The beginning of Devils lies far back in the Elder Days that are now lost and forgotten. Only the Elves still preserve any records of that vanished time, and their traditions are concerned almost entirely with their own history, in which Men appear seldom and Devils are not mentioned at all.

Yet it is clear that Devils had, in fact, lived quietly in the Myriad Realms for many long years before other folk became even aware of them. And the world being after all full of strange creatures beyond count, these tall people seemed of very little importance. But in the days of Kogthoz, and of James his heir, they suddenly became, by no wish of their own, both important and renowned, and troubled the counsels of the Wise and the Great.

There is another astonishing thing about Devils of old that must be mentioned, an astonishing habit: they imbibed or inhaled, through pipes of clay or wood, the smoke of the burning leaves of a herb, which they called pipe-weed or leaf, a variety probably of marijuana. A great deal of mystery surrounds the origin of this peculiar custom, or 'art' as the Devils preferred to call it.

All that could be discovered about it in antiquity was put together by Snoopz Dogg (later Master of Pipes), and since he and the weed of the West farthing play a part in the history that follows, his remarks in the introduction to his Herblore of the Abyss may be quoted.

'This,' he says, 'is the one art that we can certainly claim to be our own invention. When Devils first began to smoke is not known, all the legends and family histories take it for granted; for ages folk in the Abyss smoked various herbs, some fouler, some sweeter.

But all accounts agree that Willie Nelson of Longbottom in the Southfarthing first grew the true pipe-weed in his gardens in the days of Isengrim the Second, about the year 1070 of Abyss-reckoning. The best home-grown still comes from that district, especially the varieties now known as Kali Kush, Blue Dream, and Gorilla Glue.

'How Kali Kush came by the plant is not recorded, for to his dying day, he would not tell. He knew much about herbs, but he was no realm traveler. It is said that in his youth he went often to Kali, though he certainly never went further from the Abyss than that. It is thus quite possible that he learned of this plant in Kali, where now, at any rate, it grows well on the south slopes of the hill. The Kali-Devils claim to have been the first actual smokers of the pipe-weed.

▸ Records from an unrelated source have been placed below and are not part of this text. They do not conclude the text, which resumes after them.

PR #1789, opened 2022-07-11
Remove SSLContext From HttpClient signature

rpdome:
This is to make way for an HttpClient instance in Linux Broker that will act as a proxy to the Device Broker, to make a request with Device Private Key (for Client TLS challenge) there.

The idea is that 
1. we'll remove the SSLContext object from HttpClient signature.
2. For non-proxy HttpClient object (UrlConnectionHttpClient), SSLContext will be constructed - or loaded - via its constructor/builder.
3. For proxy HttpClient object, we'll take whatever it requires (i.e. key entry, certificate), route the request to Linux Broker, and then use it to construct an SSLContext over there.

This is a breaking change for broker.. so the broker test will fail.
Broker: https://github.com/AzureAD/ad-accounts-for-android/pull/1926

Validated with WPJ's getDeviceState() - as part of https://github.com/AzureAD/ad-accounts-for-android/pull/1928

### DIFF
--- a/common4j/src/main/com/microsoft/identity/common/java/net/UrlConnectionHttpClient.java
+++ b/common4j/src/main/com/microsoft/identity/common/java/net/UrlConnectionHttpClient.java
@@ -32,7 +32,6 @@ import com.microsoft.identity.common.java.util.ported.Consumer;
 import com.microsoft.identity.common.java.util.ported.Function;
 import com.microsoft.identity.common.java.util.ported.Supplier;
 
-import net.jcip.annotations.Immutable;
 import net.jcip.annotations.ThreadSafe;
 
 import java.io.BufferedReader;
@@ -52,6 +51,7 @@ import java.util.Set;
 import java.util.concurrent.Callable;
 import java.util.concurrent.atomic.AtomicReference;
 
+import javax.annotation.Nullable;
 import javax.net.ssl.HttpsURLConnection;
 import javax.net.ssl.SSLContext;
 import javax.net.ssl.SSLSocketFactory;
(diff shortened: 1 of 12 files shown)


common4j/src/main/com/microsoft/identity/common/java/net/UrlConnectionHttpClient.java
```diff
@@ -75,45 +75,93 @@
...
 
     private static final transient AtomicReference<UrlConnectionHttpClient> defaultReference = new AtomicReference<>(null);
 
+    /**
+     * Retry policy of this HttpClient. Default is {@link NoRetryPolicy}.
+     */
+    private final IRetryPolicy<HttpResponse> retryPolicy;
+
+    /**
+     * Retry policy of this HttpClient. Default is {@link NoRetryPolicy}.
```
shahzaibj: This javadoc seems wrong

common4j/src/main/com/microsoft/identity/common/java/net/UrlConnectionHttpClient.java
```diff
@@ -75,45 +75,93 @@
...
+     * Default Constructor, for constructing Lombok's Builder only. Do not expose.
+     */
+    @Builder
+    private UrlConnectionHttpClient(@Nullable final IRetryPolicy<HttpResponse> retryPolicy,
+                                    @Nullable final Integer streamBufferSize,
+                                    @Nullable final Integer connectTimeoutMs,
+                                    @Nullable final Integer readTimeoutMs,
+                                    @Nullable final Supplier<Integer> connectTimeoutMsSupplier,
+                                    @Nullable final Supplier<Integer> readTimeoutMsSupplier,
+                                    @Nullable final List<String> supportedSslProtocol,
```
shahzaibj:
```suggestion
                                    @Nullable final List<String> supportedSslProtocols,
```

shahzaibj (approved):
lgtm

common4j/src/main/com/microsoft/identity/common/java/net/UrlConnectionHttpClient.java
```diff
@@ -75,45 +75,93 @@
...
-
-    private SSLSocketFactoryWrapper sDefault;
-
-    private synchronized SSLSocketFactoryWrapper getDefaultWrapper(){
-        if (sDefault == null){
-            sDefault = new SSLSocketFactoryWrapper((SSLSocketFactory) SSLSocketFactory.getDefault(), supportedSslProtocol);
-        }
-        return sDefault;
-    }
+    public static final int DEFAULT_STREAM_BUFFER_SIZE_BYTE = 1024;
```
iamgusain: do we need to make it public?

common4j/src/main/com/microsoft/identity/common/java/net/UrlConnectionHttpClient.java
```diff
@@ -75,45 +75,93 @@
...
+        this.readTimeoutMs = readTimeoutMs != null ?
+                readTimeoutMs : DEFAULT_READ_TIME_OUT_MS;
+        this.connectTimeoutMsSupplier = connectTimeoutMsSupplier;
+        this.readTimeoutMsSupplier = readTimeoutMsSupplier;
+
+        final List<String> protocol = supportedSslProtocols != null ?
+                supportedSslProtocols : SSLSocketFactoryWrapper.SUPPORTED_SSL_PROTOCOLS;
+
+        if (sslContext == null) {
+            // TODO: Build the default SSLContext ourselves with the defined JSSE provider.
```
iamgusain, line 156: Until the TODO is done, should we add a log statement here for diagnostic purpose?

rpdome: This is a todo for FIPS work. There's no behavior change at the moment.

iamgusain:
As this is a breaking change, can you add in the description how did you test the changes. It would be helpful for later.
Also I don't see changelog entry.

iamgusain (approved):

They claim, of course, to have done everything before the people of the Abyss, whom they refer to as "colonists"; but in this case, their claim is, I think, likely to be true. And certainly it was from Kali that the art of smoking the genuine weed spread in the recent centuries among Dwarves and such other folk, Rangers, Wizards, or wanderers, as still passed to and fro through that ancient road-meeting. The home and center of the an is thus to be found in the old inn of Kali, The Pink Pony, that has been kept by the family of Butterbur from time beyond record.